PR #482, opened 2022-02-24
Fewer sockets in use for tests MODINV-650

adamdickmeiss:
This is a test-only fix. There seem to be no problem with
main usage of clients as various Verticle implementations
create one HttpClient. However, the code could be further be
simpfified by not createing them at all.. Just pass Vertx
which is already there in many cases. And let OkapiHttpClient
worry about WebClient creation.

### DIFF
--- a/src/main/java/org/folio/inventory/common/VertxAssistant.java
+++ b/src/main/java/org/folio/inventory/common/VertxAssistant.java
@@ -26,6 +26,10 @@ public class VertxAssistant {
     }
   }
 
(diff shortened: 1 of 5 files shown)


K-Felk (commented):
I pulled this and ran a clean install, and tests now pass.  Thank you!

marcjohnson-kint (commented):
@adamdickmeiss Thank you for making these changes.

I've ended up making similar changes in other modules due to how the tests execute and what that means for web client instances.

□ □ □ □ □ □ □

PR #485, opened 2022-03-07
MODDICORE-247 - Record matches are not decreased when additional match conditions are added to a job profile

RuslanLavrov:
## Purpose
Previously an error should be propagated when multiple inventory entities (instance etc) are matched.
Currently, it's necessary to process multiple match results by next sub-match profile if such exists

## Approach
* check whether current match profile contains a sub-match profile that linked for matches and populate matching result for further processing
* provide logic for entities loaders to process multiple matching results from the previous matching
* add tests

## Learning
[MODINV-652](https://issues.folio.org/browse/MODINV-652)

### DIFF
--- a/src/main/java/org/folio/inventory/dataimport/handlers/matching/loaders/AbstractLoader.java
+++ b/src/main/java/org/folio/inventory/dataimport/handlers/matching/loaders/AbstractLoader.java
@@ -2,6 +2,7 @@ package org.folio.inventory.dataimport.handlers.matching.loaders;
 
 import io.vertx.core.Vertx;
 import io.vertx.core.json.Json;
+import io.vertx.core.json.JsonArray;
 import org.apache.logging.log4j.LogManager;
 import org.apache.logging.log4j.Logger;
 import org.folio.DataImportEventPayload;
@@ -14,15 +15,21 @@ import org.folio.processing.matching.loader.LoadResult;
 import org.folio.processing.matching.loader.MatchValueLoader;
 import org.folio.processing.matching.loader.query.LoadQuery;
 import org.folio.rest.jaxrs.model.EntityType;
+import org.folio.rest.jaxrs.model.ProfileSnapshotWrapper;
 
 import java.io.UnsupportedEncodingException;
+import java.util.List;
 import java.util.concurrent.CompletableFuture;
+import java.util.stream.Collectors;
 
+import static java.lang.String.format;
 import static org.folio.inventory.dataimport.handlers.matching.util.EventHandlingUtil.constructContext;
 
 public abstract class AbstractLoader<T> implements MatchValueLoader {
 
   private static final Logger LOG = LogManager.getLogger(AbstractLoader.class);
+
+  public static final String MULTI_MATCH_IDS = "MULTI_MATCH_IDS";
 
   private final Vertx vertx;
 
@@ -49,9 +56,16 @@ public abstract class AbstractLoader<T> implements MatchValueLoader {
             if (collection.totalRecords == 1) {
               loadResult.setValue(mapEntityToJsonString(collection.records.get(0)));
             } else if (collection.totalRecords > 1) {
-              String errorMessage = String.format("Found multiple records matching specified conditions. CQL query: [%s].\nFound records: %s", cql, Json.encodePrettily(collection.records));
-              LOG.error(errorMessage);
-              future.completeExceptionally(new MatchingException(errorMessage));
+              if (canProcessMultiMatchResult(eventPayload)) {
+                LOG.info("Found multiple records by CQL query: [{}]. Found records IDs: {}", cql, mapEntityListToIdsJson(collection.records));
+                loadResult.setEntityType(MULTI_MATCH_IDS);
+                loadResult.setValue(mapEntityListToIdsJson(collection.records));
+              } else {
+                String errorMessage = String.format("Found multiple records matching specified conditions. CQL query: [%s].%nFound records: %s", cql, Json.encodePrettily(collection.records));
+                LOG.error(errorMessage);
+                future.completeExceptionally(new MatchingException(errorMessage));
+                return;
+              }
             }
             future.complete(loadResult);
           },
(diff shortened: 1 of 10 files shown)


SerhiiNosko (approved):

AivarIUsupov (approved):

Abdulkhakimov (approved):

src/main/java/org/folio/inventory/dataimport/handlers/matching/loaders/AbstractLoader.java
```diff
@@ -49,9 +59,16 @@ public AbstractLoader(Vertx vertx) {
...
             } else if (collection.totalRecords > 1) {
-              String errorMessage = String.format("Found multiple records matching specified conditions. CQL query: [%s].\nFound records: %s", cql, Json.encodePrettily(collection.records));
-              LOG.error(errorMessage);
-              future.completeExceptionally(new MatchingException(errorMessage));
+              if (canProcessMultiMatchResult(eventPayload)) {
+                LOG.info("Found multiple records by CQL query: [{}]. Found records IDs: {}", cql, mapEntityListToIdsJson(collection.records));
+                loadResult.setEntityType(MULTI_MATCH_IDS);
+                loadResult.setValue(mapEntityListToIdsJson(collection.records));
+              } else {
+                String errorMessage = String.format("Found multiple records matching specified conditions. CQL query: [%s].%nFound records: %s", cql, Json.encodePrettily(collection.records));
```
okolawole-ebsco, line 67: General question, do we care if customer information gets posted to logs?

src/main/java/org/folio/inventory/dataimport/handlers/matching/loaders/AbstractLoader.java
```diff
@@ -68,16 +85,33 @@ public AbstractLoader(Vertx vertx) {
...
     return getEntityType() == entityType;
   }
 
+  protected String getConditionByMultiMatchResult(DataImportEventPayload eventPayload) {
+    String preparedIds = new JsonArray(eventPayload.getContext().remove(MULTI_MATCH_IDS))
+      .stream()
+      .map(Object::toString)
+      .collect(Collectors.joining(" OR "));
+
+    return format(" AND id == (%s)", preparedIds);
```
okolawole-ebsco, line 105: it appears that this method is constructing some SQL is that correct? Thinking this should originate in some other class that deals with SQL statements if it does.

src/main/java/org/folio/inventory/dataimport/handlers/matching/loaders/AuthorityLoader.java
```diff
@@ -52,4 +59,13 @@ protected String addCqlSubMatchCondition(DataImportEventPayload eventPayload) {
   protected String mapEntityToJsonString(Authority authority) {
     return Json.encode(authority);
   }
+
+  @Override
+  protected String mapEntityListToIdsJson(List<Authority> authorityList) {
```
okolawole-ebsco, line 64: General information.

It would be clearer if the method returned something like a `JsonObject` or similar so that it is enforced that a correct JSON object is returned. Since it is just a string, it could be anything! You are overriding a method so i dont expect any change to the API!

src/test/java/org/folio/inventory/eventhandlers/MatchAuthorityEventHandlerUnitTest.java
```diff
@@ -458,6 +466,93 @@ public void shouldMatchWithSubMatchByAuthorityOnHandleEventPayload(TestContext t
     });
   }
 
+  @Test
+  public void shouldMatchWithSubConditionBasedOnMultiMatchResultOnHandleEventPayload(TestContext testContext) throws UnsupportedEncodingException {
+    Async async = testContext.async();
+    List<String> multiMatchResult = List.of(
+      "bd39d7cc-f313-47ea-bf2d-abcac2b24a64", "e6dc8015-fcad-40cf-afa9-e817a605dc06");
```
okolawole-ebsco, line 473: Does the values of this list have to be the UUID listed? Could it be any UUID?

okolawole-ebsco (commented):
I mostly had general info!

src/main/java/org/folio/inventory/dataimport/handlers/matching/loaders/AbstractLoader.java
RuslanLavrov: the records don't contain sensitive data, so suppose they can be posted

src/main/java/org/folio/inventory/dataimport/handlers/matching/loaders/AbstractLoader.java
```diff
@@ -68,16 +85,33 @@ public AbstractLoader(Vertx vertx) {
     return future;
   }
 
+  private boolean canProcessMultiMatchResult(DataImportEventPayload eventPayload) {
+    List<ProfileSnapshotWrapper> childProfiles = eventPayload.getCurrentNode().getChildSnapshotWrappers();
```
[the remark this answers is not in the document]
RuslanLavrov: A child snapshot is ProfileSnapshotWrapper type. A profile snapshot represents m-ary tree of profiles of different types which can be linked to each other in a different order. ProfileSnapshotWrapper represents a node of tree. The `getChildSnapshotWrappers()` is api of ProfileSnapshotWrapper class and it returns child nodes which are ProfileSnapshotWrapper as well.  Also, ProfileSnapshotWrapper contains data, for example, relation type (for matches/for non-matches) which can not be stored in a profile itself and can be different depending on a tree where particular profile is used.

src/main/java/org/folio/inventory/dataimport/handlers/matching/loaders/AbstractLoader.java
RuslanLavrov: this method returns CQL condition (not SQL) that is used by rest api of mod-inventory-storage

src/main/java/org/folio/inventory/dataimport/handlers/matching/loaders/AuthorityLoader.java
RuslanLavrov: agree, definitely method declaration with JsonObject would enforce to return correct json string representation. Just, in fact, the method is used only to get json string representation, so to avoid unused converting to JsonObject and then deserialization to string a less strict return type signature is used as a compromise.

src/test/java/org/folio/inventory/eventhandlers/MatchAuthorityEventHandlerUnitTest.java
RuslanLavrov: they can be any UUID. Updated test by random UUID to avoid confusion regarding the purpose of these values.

□ □ □ □ □ □ □

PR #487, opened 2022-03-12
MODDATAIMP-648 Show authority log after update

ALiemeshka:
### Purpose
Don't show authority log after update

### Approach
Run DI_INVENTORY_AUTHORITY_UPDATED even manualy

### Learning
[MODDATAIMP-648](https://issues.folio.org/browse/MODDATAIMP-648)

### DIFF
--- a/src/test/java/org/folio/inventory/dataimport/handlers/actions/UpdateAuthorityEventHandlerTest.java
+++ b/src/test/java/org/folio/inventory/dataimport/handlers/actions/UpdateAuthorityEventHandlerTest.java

□ □ □ □ □ □ □

**Try it:** Copy out every line of the data that includes "adamdickmeiss".

**Solution to the exercise:**
adamdickmeiss:
@adamdickmeiss Thank you for making these changes.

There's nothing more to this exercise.